At a time when I should have been revising for my O Levels, I’d more or less totally stopped attending school. When I did make the effort to go I’d be falling asleep in class, having worked the previous night. When I could no longer continue to burn the candle at both ends, I simply abandoned the final months of my education. Needless to say that I left school with next to no academic qualifications, failing to even turn up for some of my exams - not that I’d need them for the path I’d chosen. Before things began to take off for me as a DJ, I remember telling the Careers Officer at school that I was interested in doing some journalism, and was told to forget this, unless I seriously applied myself to studying for the necessary qualifications, yet, in April ’77, I became the Youth and Pop Music columnist for the local newspaper. I’d later write a Disco column for another local newspaper, following on from the commercial success of the movie ‘Saturday Night Fever’ in 1978.

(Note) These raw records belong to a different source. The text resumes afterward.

PR #2942, opened 2021-04-20
Highlight lanes based on active direction

jill-cardamon:
### Description
This PR highlights lanes based on active direction using new properties from Directions API. #2801
- [x] Use active direction in ranked call
- [x] Include fallback to maneuver direction
- [x] update CHANGELOG.md

### Implementation
Use the preferred direction in the call to `LaneIndication.ranked(favoring:)` in `LaneView.draw(_:)` by passing it in when the `LaneView` is initialized by `LanesView.update(for:)`.

### Screenshots or Gifs

Before these changes, we would see issues like this one. The highlighted lanes conflict.

Simulator Screen Shot - iPhone 8 Plus - 2021-04-20 at 10 05 29

After the changes, we see the correct maneuver instruction: 

Simulator Screen Shot - iPhone 8 Plus - 2021-04-20 at 10 08 19

### DIFF
--- a/Sources/MapboxNavigation/LaneView.swift
+++ b/Sources/MapboxNavigation/LaneView.swift
@@ -343,6 +343,12 @@ open class LaneView: UIView {
         }
     }
     
+    var preferredDirection: LaneIndication {
+        didSet {
+            setNeedsDisplay()
+        }
+    }
+    
     var drivingSide: DrivingSide = .right {
         didSet {
             setNeedsDisplay()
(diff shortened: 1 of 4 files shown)


Sources/MapboxNavigation/LaneView.swift
```diff
@@ -401,7 +401,7 @@ open class LaneView: UIView {
         self.init(frame: LaneView.defaultFrame)
         backgroundColor = .clear
         self.indications = indications
-        maneuverDirection = direction ?? ManeuverDirection(rawValue: indications.description)
+        maneuverDirection = direction
```
1ec5, line 404: It’s probably still reasonable to keep this fallback for when the route doesn’t have the new active direction information.

1ec5 (approved):
Suggested changelog entry:

* Fixed an issue where lane guidance icons would sometimes highlight the wrong arrow. ([#2942](https://github.com/mapbox/mapbox-navigation-ios/pull/2942))

PR #2944, opened 2021-04-21
Navigation camera improvements.

MaximAlien:
### Description

PR introduces several Navigation Camera Viewport API improvements:
- Applied new Mapbox Maps camera related API changes.
- Fixed https://github.com/mapbox/mapbox-navigation-ios/issues/2945.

Back in 1975 Disco music was almost exclusively black music, Soul and Funk being the mainstay of a nights dancing. Disco wasn’t regarded as a specific genre at this point, but a catch-all title for the type of music played in clubs and discotheques. From a UK perspective, the dawn of the Disco era can be pinpointed to July 1974, when George McCrae’s ‘Rock Your Baby’ topped the chart and was accordingly dubbed ‘the first Disco hit’. This was obviously debateable, as the Philly Sound was already in full swing by this point, laying the blueprint for Disco music as we’d come to know it, although we still regarded acts like the O’Jays and Harold Melvin & The Bluenotes as Soul. When ‘Rock Your Baby’ was replaced at number one in August by the Three Degrees and their Philly classic, ‘When Will I See You Again’, it was clear that change was in the air. This feeling was cemented the following month, when the British produced ‘Kung Fu Fighting’ by Carl Douglas made it a third club geared UK number one in as many months, whilst going on to top the US chart as well. As a result, the London based record companies would begin to take club promotion much more seriously and, before long, most were mailing out singles to club DJ’s nationwide in advance of their release.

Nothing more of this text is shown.